Directions for this task
For every entry that follows, return an identical copy.

Dataset entries
PR #912, opened 2024-02-07
Add PayPal-Client-Metadata-Id to Shopper Insights API Call

tdchow:
### Summary of changes

 - Add the `PayPal-Client-Metadata-Id` header to the Shopper Insights API call
 - Pass `addtionalHeaders` all the way down to `BraintreeHttpClient` to be added to the request
 - Added named parameters to certain call sites to utilize the empty map default value while keeping the callback param the last in the list

### Checklist

[ ] Whenever, no rush

### DIFF
--- a/BraintreeCore/src/main/java/com/braintreepayments/api/ApiClient.kt
+++ b/BraintreeCore/src/main/java/com/braintreepayments/api/ApiClient.kt
@@ -35,7 +35,6 @@ class ApiClient(private val braintreeClient: BraintreeClient) {
             sendPOST(
                 url = url,
                 data = paymentMethod.buildJSON().toString(),
-                additionalHeaders = emptyMap(),
             ) { responseBody, httpError ->
                 parseResponseToJSON(responseBody)?.let { json ->
                     sendAnalyticsEvent("card.rest.tokenization.success")
--- a/BraintreeCore/src/main/java/com/braintreepayments/api/ApiClient.kt
+++ b/BraintreeCore/src/main/java/com/braintreepayments/api/ApiClient.kt
@@ -32,17 +32,19 @@ class ApiClient(private val braintreeClient: BraintreeClient) {
             paymentMethod.setSessionId(braintreeClient.sessionId)
 
             sendAnalyticsEvent("card.rest.tokenization.started")
-            sendPOST(url, paymentMethod.buildJSON().toString(), object : HttpResponseCallback {
-                override fun onResult(responseBody: String?, httpError: Exception?) {
-                    parseResponseToJSON(responseBody)?.let { json ->
-                        sendAnalyticsEvent("card.rest.tokenization.success")
-                        callback.onResult(json, null)
-                    } ?: httpError?.let { error ->
-                        sendAnalyticsEvent("card.rest.tokenization.failure")
-                        callback.onResult(null, error)
-                    }
+            sendPOST(
+                url = url,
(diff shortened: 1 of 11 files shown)


BraintreeCore/src/main/java/com/braintreepayments/api/ApiClient.kt
```diff
@@ -32,17 +32,19 @@ class ApiClient(private val braintreeClient: BraintreeClient) {
...
-                        callback.onResult(json, null)
-                    } ?: httpError?.let { error ->
-                        sendAnalyticsEvent("card.rest.tokenization.failure")
-                        callback.onResult(null, error)
-                    }
+            sendPOST(
+                url = url,
+                data = paymentMethod.buildJSON().toString(),
+                additionalHeaders = emptyMap(),
+            ) { responseBody, httpError ->
```
tdchow, line 39: Converted the anonymous inner class to a lambda

BraintreeCore/src/main/java/com/braintreepayments/api/ApiClient.kt
```diff
@@ -32,17 +32,19 @@ class ApiClient(private val braintreeClient: BraintreeClient) {
...
-                        sendAnalyticsEvent("card.rest.tokenization.success")
-                        callback.onResult(json, null)
-                    } ?: httpError?.let { error ->
-                        sendAnalyticsEvent("card.rest.tokenization.failure")
-                        callback.onResult(null, error)
-                    }
+            sendPOST(
+                url = url,
+                data = paymentMethod.buildJSON().toString(),
+                additionalHeaders = emptyMap(),
```
sarahkoop, line 38: Do we need to set this to `emptyMap()` here since it's the default?

SharedUtils/src/main/java/com/braintreepayments/api/HttpResponseCallback.kt
```diff
@@ -7,7 +7,7 @@ import androidx.annotation.RestrictTo
  * @suppress
  */
 @RestrictTo(RestrictTo.Scope.LIBRARY_GROUP)
-interface HttpResponseCallback {
+fun interface HttpResponseCallback {
```
sarahkoop, line 10: Nice 😎 - tech debt item but we should really do this with all of the SDK interfaces

ShopperInsights/src/main/java/com/braintreepayments/api/EligiblePaymentsApi.kt
```diff
@@ -8,33 +8,36 @@ internal class EligiblePaymentsApi(
 ) {
     fun execute(request: EligiblePaymentsApiRequest, callback: EligiblePaymentsCallback) {
         val jsonBody = request.toJson()
-        braintreeClient.getConfiguration { configuration, configError ->
+        braintreeClient.getConfiguration { configuration, _ ->
```
sarahkoop, line 11: Out of scope of this PR maybe but I think we are missing an outer layer of error handling - we should be checking that configuration is not null first otherwise calling back `configError` right?

tdchow: i noticed this as well. i'll create a follow up ticket for adding the missing error handling.

sarahkoop (approved):

jaxdesmarais (approved):
🚀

Result of the task
PR #912, opened 2024-02-07
Add PayPal-Client-Metadata-Id to Shopper Insights API Call

tdchow:
### Summary of changes

 - Add the `PayPal-Client-Metadata-Id` header to the Shopper Insights API call
 - Pass `addtionalHeaders` all the way down to `BraintreeHttpClient` to be added to the request
 - Added named parameters to certain call sites to utilize the empty map default value while keeping the callback param the last in the list

### Checklist

[ ] Whenever, no rush

### DIFF
--- a/BraintreeCore/src/main/java/com/braintreepayments/api/ApiClient.kt
+++ b/BraintreeCore/src/main/java/com/braintreepayments/api/ApiClient.kt
@@ -35,7 +35,6 @@ class ApiClient(private val braintreeClient: BraintreeClient) {
             sendPOST(
                 url = url,
                 data = paymentMethod.buildJSON().toString(),
-                additionalHeaders = emptyMap(),
             ) { responseBody, httpError ->
                 parseResponseToJSON(responseBody)?.let { json ->
                     sendAnalyticsEvent("card.rest.tokenization.success")
--- a/BraintreeCore/src/main/java/com/braintreepayments/api/ApiClient.kt
+++ b/BraintreeCore/src/main/java/com/braintreepayments/api/ApiClient.kt
@@ -32,17 +32,19 @@ class ApiClient(private val braintreeClient: BraintreeClient) {
             paymentMethod.setSessionId(braintreeClient.sessionId)
 
             sendAnalyticsEvent("card.rest.tokenization.started")
-            sendPOST(url, paymentMethod.buildJSON().toString(), object : HttpResponseCallback {
-                override fun onResult(responseBody: String?, httpError: Exception?) {
-                    parseResponseToJSON(responseBody)?.let { json ->
-                        sendAnalyticsEvent("card.rest.tokenization.success")
-                        callback.onResult(json, null)
-                    } ?: httpError?.let { error ->
-                        sendAnalyticsEvent("card.rest.tokenization.failure")
-                        callback.onResult(null, error)
-                    }
+            sendPOST(
+                url = url,
(diff shortened: 1 of 11 files shown)


BraintreeCore/src/main/java/com/braintreepayments/api/ApiClient.kt
```diff
@@ -32,17 +32,19 @@ class ApiClient(private val braintreeClient: BraintreeClient) {
...
-                        callback.onResult(json, null)
-                    } ?: httpError?.let { error ->
-                        sendAnalyticsEvent("card.rest.tokenization.failure")
-                        callback.onResult(null, error)
-                    }
+            sendPOST(
+                url = url,
+                data = paymentMethod.buildJSON().toString(),
+                additionalHeaders = emptyMap(),
+            ) { responseBody, httpError ->
```
tdchow, line 39: Converted the anonymous inner class to a lambda

BraintreeCore/src/main/java/com/braintreepayments/api/ApiClient.kt
```diff
@@ -32,17 +32,19 @@ class ApiClient(private val braintreeClient: BraintreeClient) {
...
-                        sendAnalyticsEvent("card.rest.tokenization.success")
-                        callback.onResult(json, null)
-                    } ?: httpError?.let { error ->
-                        sendAnalyticsEvent("card.rest.tokenization.failure")
-                        callback.onResult(null, error)
-                    }
+            sendPOST(
+                url = url,
+                data = paymentMethod.buildJSON().toString(),
+                additionalHeaders = emptyMap(),
```
sarahkoop, line 38: Do we need to set this to `emptyMap()` here since it's the default?

SharedUtils/src/main/java/com/braintreepayments/api/HttpResponseCallback.kt
```diff
@@ -7,7 +7,7 @@ import androidx.annotation.RestrictTo
  * @suppress
  */
 @RestrictTo(RestrictTo.Scope.LIBRARY_GROUP)
-interface HttpResponseCallback {
+fun interface HttpResponseCallback {
```
sarahkoop, line 10: Nice 😎 - tech debt item but we should really do this with all of the SDK interfaces

ShopperInsights/src/main/java/com/braintreepayments/api/EligiblePaymentsApi.kt
```diff
@@ -8,33 +8,36 @@ internal class EligiblePaymentsApi(
 ) {
     fun execute(request: EligiblePaymentsApiRequest, callback: EligiblePaymentsCallback) {
         val jsonBody = request.toJson()
-        braintreeClient.getConfiguration { configuration, configError ->
+        braintreeClient.getConfiguration { configuration, _ ->
```
sarahkoop, line 11: Out of scope of this PR maybe but I think we are missing an outer layer of error handling - we should be checking that configuration is not null first otherwise calling back `configError` right?

tdchow: i noticed this as well. i'll create a follow up ticket for adding the missing error handling.

sarahkoop (approved):

jaxdesmarais (approved):
🚀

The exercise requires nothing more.